Overall, this is an excellent book. The analysis of the stale and stagnant environment experienced by both states in the aftermath of the Second World War, followed by the relative modernity in outlook of the Lemass and O’Neill administrations and the build-up to the civil unrest in the North, is of high quality. The book is not without its drawbacks, however. The author notes in his introduction that ‘historians of twentieth-century Ireland, or at least those based on the island, have tended to focus on their “own” state’. Patterson overcomes this to an extent, but he devotes as much time to discussing Northern Ireland as the Republic. The North may have, for largely undesirable reasons, received the lion’s share of international news coverage over the past 35 years, but, for all its ailments, should the six counties be elevated to level pegging with their 26-county neighbour? This is notable in the later section on the Republic of Ireland from 1973 to 2005, which has a rushed feel and in which the discussions on general elections and the formation (and fall) of coalition governments pass by at great speed—two chapters would have been preferable. While subjects such as the decline in the influence of the Catholic Church in Southern society and the Irish reaction to the Anglo-Irish Agreement in 1985 are separately analysed, these overviews would also have benefited from much greater expansion.

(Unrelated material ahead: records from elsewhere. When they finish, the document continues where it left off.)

Issue #1139, opened 2016-04-27
Add GNU make jobserver client support


stefanb2:
As long as ninja is the only build execution tool, the current `ninja -jN` implementation works fine.

But when you try to convert parts of an existing recursive GNU make based SW build system to ninja, then you have the following situation:
- top-level GNU Make (with -jX, acts as job server)
- M instances of GNU make (with -j, act as job server clients)
- N instances of ninja (don't know anything about job server)

Simply calling `ninja -jY' isn't enough, because then the ninja instances will try to run Y*N jobs, plus the X jobs from the GNU make instances, causing the build host to overload. Relying on -lZ to fix this issue is sub-optimal, because load average is sometimes too slow to reflect the actual situation on the build host.

It would be nice if GNU make jobserver client support could be added to Ninja. Then the N ninja instances would cooperate with the M GNU make instances and on the build host only X jobs would be executed at one time.

stefanb2:
I have tested this implementation over the last few weeks in two different recursive GNU make based build systems that originally had M+1 GNU make instances:
* use case A: top-level GNU make, 1 ninja instance, M-1 GNU make instances
* use case B: top-level GNU make, N ninja instances, M-N GNU make instances

FYI: google/kati was used to convert existing single makefile GNU make parts to Ninja build file.

nico:
Thanks for the patch!

We've discussed this on the mailing list a few times (e.g. here https://groups.google.com/forum/#!searchin/ninja-build/jobserver/ninja-build/PUlsr7-jpI0/Ga19TOg1c14J). Ninja works best if it knows about the whole build. Now that kati exists, one can convert those to ninja files and munge them up to have a single build manifest (that's Android's transition strategy from Make to Ninja -- they use kati to get everything converted to Ninja files, and then they're incrementally converting directories to use something-not-make -- and then kati produces parts of their Ninja files and the new thing produces parts of the ninja files.)

Is your use case that you have recursive makefiles?

stefanb2:
I could have guessed that this has been discussed before, because I'm surely not the first person facing such a situation.

Here are *my* reasons for requesting this:

1. **recursion:** kati currently can't translate recursive GNU make based build systems, like Linux kernel kbuild. IMHO a major effort and unfortunately I can't wait for kati to provide this, hence the such sub-component builds will have to stay with GNU make for the time being. 
[...]

PR #1140, opened 2016-04-27
Add GNU make jobserver client support

stefanb2:
- add new TokenPool interface
- GNU make implementation for TokenPool parses and verifies the magic
  information from the MAKEFLAGS environment variable
- RealCommandRunner tries to acquire TokenPool
  - if no token pool is available then there is no change in behaviour
- When a token pool is available then RealCommandRunner behaviour
  changes as follows
  - CanRunMore() only returns true if TokenPool::Acquire() returns true
  - StartCommand() calls TokenPool::Reserve()
  - WaitForCommand() calls TokenPool::Release()

Fixes https://github.com/ninja-build/ninja/issues/1139


stefanb2:
For easier review I provided a PR based on the squashed commit with the final code.

If you are interested in the development history with all the exploration and mistakes then please look at branch https://github.com/stefanb2/ninja/tree/topic-issue-1139-full

stefanb2:
I see what you mean. That probably explains why ninja instances are less aggressive than GNU make instances in acquiring tokens. In real life that doesn't really matter, because except of the tail end of the build the tokens are always used by somebody else and most build steps are short, i.e. if a token should be available the ninja instance will become aware of it soon.

Unfortunately there is no "token interrupt" available. I guess we would need to add the TokenPool to the SubProcessSet::DoWork() API and then add an internal SubProcessSet <-> TokenPool interface where TokenPool can provide poll/select information (if available) to SubProcessSet's waiting mechanism.

Could this be handled as future improvement request or do you see this as a blocker for getting this change merged?

src/tokenpool-gnu-make.cc
```diff
@@ -0,0 +1,148 @@
...
+#else
+  fd_set set;
+  struct timeval timeout = { 0, 0 };
+  FD_ZERO(&set);
+  FD_SET(rfd_, &set);
+  int ret = select(rfd_ + 1, &set, NULL, NULL, &timeout);
+#endif
+  if (ret > 0) {
+    char buf;
+    int ret = read(rfd_, &buf, 1);
```
colincross: The select above provides no guarantee that the read here will not block.  If another job takes the last token between the select and the read, ninja will be stuck here until a make job finishes.  That means that ninja can not process of its children exiting and start any new processes until make finishes a job, which could be an arbitrarily long time.

http://make.mad-scientist.net/papers/jobserver-implementation/ describes how difficult this is to get right, and involves dup'ing the fd so that it can be closed in a SIGCHLD signal handler to abort the read.

A non-blocking fd would have made this all trivial, but the make authors decided that select wasn't portable enough.  Since all jobserver clients share the same pipe, you can't make the fd non-blocking without affecting all of them.

src/tokenpool-gnu-make.cc
```diff
@@ -0,0 +1,148 @@
...
+    if (ret > 0) {
```
colincross: Handle EINTR, and log on error?  If something happens to the pipe ninja will silently stop running jobs.

src/tokenpool-gnu-make.cc
```diff
@@ -0,0 +1,148 @@
...
+}
+
+void GNUmakeTokenPool::Reserve() {
+  available_--;
+  used_++;
+}
+
+void GNUmakeTokenPool::Return() {
+  const char buf = '+';
+  if (write(wfd_, &buf, 1) > 0)
```
colincross: Handle EINTR?

src/tokenpool-gnu-make.cc
stefanb2: Please remember: this code is only called from build.cc when ninja has at least one active child [`subprocs_.running_.empty() == false`].

If read() gets interrupted it just means we didn't get a token, i.e. we return `false`. The code then returns to the main loop in build.cc for normal processing, e.g. reaping a terminated child process.

As I wrote already in another comment: this means ninja is a less aggressive jobserver client. Increasing the aggressiveness should be handled by a future change.

src/tokenpool-gnu-make.cc
stefanb2: Please remember: this code is only called from build.cc when ninja has at least one active child [`subprocs_.running_.empty() == false`].

In the case we do enter the read() and it blocks then the following 4 things can happen:

1. it returns successfully. That's what we wanted anyway and return `true`.
2. a child process terminates, interrupting the read which then returns -1. We didn't get a token and return `false`. The code returns to the main loop in build.cc for normal processing, e.g. reaping the child.
3. a child terminates between the poll/select() call and entering read(). The read returns immediately with -1 -> same as (2).
4. any other signal -> same as (2) or (3)

Please correct me if I'm wrong but in every case ninja returns to the main loop and never stalls.

src/tokenpool-gnu-make.cc
stefanb2: Makes sense. Implemented in https://github.com/stefanb2/ninja/commit/c139f319a6b509dfce538183baf4349683bda3bc

src/tokenpool-gnu-make.cc
colincross: Ninja doesn't enable SIGCHLD, and it is ignored by default, so it won't interrupt the read.

colincross: Also, statement #3 is wrong.  Even if SIGCHLD is enabled, the read will not return -1 if the SIGCHLD happens after the poll/select but before the read.  That race condition is the reason make dups the fd before reading it - the SIGCHLD handler closes the dup'd copy of the fd, so the read returns -EBADF.

stefanb2: Addressed concern by wrapping read() in alarm(1)/alarm(0) + installing corresponding signal handler.

IMHO this simple solution is good enough, because the race condition is rare. From the two different, large test builds I have seen the perror() only once in one build log.

stefanb2: FYI: I made a test change that added a dummy SIGCHLD handler that does nothing. I.e. it just unblocks the token read() when an active child exited. But that negatively impacted ninja performance. In my test build the build time with ~50K build steps it increased ~30%. Therefore I will not push that change.

The current patch set should be good to go then.

colincross:
I think the race conditions in both directions (ninja not reaping and starting new jobs because it is stuck on the read in Acquire(), and ninja not noticing an available token because it is stuck in DoWork waiting for jobs to finish) are both pretty fundamental problems.  If they are not fixable I don't think this patch should be merged.

Ninja doesn't use threads right now, but one option would be to have a separate thread that managed acquiring tokens and signalling the main thread when they are available.  The main thread would signal the jobserver thread when it wanted a token, the jobserver thread would call a blocking read on the jobserver pipe and write to a signalling pipe to interrupt DoWork when it returned.  That's a lot of complexity to add to ninja though, for a feature where the ideal solution is still to convert everything to ninja.

maximuska:
I think using timer signal makes read essentially non blocking, solving the
issue, except it still leaves a theoretical window for alarm signal to be
delivered before read is called. A read call which atomically unblocks
signals would be needed to make this rock solid, somewhat like pselect().

The comment about sigchld performance impact made me curious. Have you
replaced alarm signal or used both signals in your experiment?

On May 26, 2016 11:12 PM, "colincross" <notifications@github.com> wrote:
>
> I think the race conditions in both directions (ninja not reaping and
starting new jobs because it is stuck on the read in Acquire(), and ninja
not noticing an available token because it is stuck in DoWork waiting for
jobs to finish) are both pretty fundamental problems. If they are not
fixable I don't think this patch should be merged.
>
> Ninja doesn't use threads right now, but one option would be to have a
separate thread that managed acquiring tokens and signalling the main
thread when they are available. The main thread would signal the jobserver
thread when it wanted a token, the jobserver thread would call a blocking
read on the jobserver pipe and write to a signalling pipe to interrupt
DoWork when it returned. That's a lot of complexity to add to ninja though,
for a feature where the ideal solution is still to convert everything to
ninja.
>
> —
> You are receiving this because you are subscribed to this thread.
<https://github.com/ninja-build/ninja/pull/1140#issuecomment-221980890>

src/tokenpool-gnu-make.cc
```diff
@@ -0,0 +1,198 @@
...
+  struct timeval timeout = { 0, 0 };
+  FD_ZERO(&set);
+  FD_SET(rfd_, &set);
+  int ret = select(rfd_ + 1, &set, NULL, NULL, &timeout);
+#endif
+  if (ret > 0) {
+    char buf;
+
+    interrupted_ = false;
+    alarm(1);
```
colincross: There is still a race here, although an extremely unlikely one.  If the process were preempted after alarm(1) but before read the signal could be delivered before the read started, and the read would block indefinitely.

See https://android.googlesource.com/platform/build/+/master/tools/makeparallel/makeparallel.cpp#166 for what I believe is a race-free implementation of this read, based on the ideas from the make jobserver document.

stefanb2: > and ninja not noticing an available token because it is stuck in DoWork waiting for jobs to finish) are both pretty fundamental problems

Not really:
- ninja will not stall, i.e. it will always have at least one job running
- tokens will not be wasted, other clients will be using them

> That's a lot of complexity to add to ninja though, for a feature where the ideal solution is still to convert everything to ninja.

See https://github.com/ninja-build/ninja/issues/1139#issuecomment-215160371 why that is not possible.

stefanb2: Implemented something similar which also installs the same signal handler temporarily also for SIGCHLD.

Performance is about the same in my testbuild as with the last patchset.

stefanb2:
I've added a proposal for a token monitor in https://github.com/stefanb2/ninja/commit/9832d656e9d80814f07f9c3805b78e5765b8e9ef. SubprocessSet::DoWork() will now exit when token read file descriptor becomes readable.

stefanb2:
I hope the latest patch set addresses all reviewer comments.

dcolascione:
What are the remaining reasons not to merge this code?

fabio-porcedda:
I would like too have this feature merged, i simply cannot convert all projects to ninja-build because i'm not allowed to do that.

@stefanb2 Thanks a lot for your work

hwti:
Unlike make, this will use the jobserver even if `-j` is specified on the command line.
Perhaps the jobserver should be ignored in these cases, so a `make -j2` could launch a `ninja -j4` for example.

stefanb2:
@hwti: this is unnecessary, because when you use ninja in a makefile rule you must *explicitly* enable the jobserver magic. As documented in the GNU make manual [here](https://www.gnu.org/software/make/manual/html_node/MAKE-Variable.html#MAKE-Variable) and [here](https://www.gnu.org/software/make/manual/html_node/POSIX-Jobserver.html#POSIX-Jobserver) the job server magic will only be activated for a job if

- the command line contains the string `$(MAKE)` *before* it is expanded, or
- the start of the command line is tagged with the `+` token *after* it is expanded.

I.e. if your makefile has

```
target: ....
    ninja -j4 ...
```

ninja will never use the jobserver but always run 4 jobs in parallel, no matter if -jN is given on the GNU make command line or not.

In the case that the ninja invocation is hidden inside a script that is executed by GNU make with active jobserver magic you can simply use

```
export MAKEFLAGS=
...
ninja -j4 ...
```
or

```
MAKEFLAGS= ninja -j4 ...
```

hwti:
@stefanb2: What I meant is this is a case where make and ninja behavior differs, so it can be confusing.

For example, if the top-level makefile has
```
target:
     +Tools/Scripts/build-webkit --gtk ...
```
The build-webkit script uses cmake with either ninja (if available) or make, and adds -jNCPUs by default.
Ninja would use the jobserver, even if make doesn't, effectively hiding the issue that the script should check MAKEFLAGS before adding the argument.

Moreover, if a script wanted to disable the jobserver, it would have to carefully filter MAKEFLAGS, or to do it only in ninja case, as the variable also contains other flags and variable overrides.

stefanb2:
@hwti I guess you meant

> ...uses cmake with either ninja ..., and adds -jNCPUs to ninja command line by default.

That assumption is no longer correct when ninja supports job server, hence cmake behaviour should be updated or at least be made configurable.

But even without that update I don't see why this is a problem. If you update your ninja to a version that supports jobserver, then the ninja instance in the build will simply honour the jobserver instead of running with hard-coded `-jNCPUs`. If the build system would fail due to "incorrect" value of NCPUs then this would be a bug in the build system, not ninja.

BTW: if my guess was wrong and you meant that cmake *always* adds -jNCPUs no matter if make or ninja, then the `+` in your makefile rule is incorrect, because build-webkit is supposed to ignore jobserver.

hwti:
@stefanb2 
> That assumption is no longer correct when ninja supports job server, hence cmake behaviour should be updated or at least be made configurable.

It's build-webkit which calls `cmake --build ... -- -jNCPUs`, which gives the argument to either ninja or make.
If ninja honors the jobserver in this case, the build could work, instead of triggering an OOM due to too many g++ processes with make and the current official ninja.

So the real bug is in the script, which should check `MAKEFLAGS`, and only consider adding the argument if the top-level makefile was called without parallelism (or if there is no `+`, then it would be a bad buildsystem integration).

In this particular case, the behavior is "known", since it isn't new.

In respect of recent Northern Irish history, the author has bravely entered the minefield of the ‘peace process’ and taken the narrative to the emergence of the two extremes, Sinn Féin and the DUP, as the only entities capable of making a more durable (although not necessarily better) deal than that negotiated by Hume and Trimble. Given that the ‘peace process’ is an unpredictable beast, with participants and commentators attaching huge importance to current events or minuscule movements in the various combatants’ positions, which to future historians may be of fairly minor significance, then concluding with the Belfast Agreement might have been a better idea. This would have given the book’s final chapter a less contemporary feel as the conclusions may well be superseded by the outcome of negotiations at St Andrews, which seem to point in the direction of a new agreement. This should not, however, detract from what is an excellent work of history. Patterson is objective in his analysis and fair in his criticisms. His book is a tremendous achievement and should be considered a staple text on twentieth-century Irish history.
Mark Coalter is a writer and researcher based in London.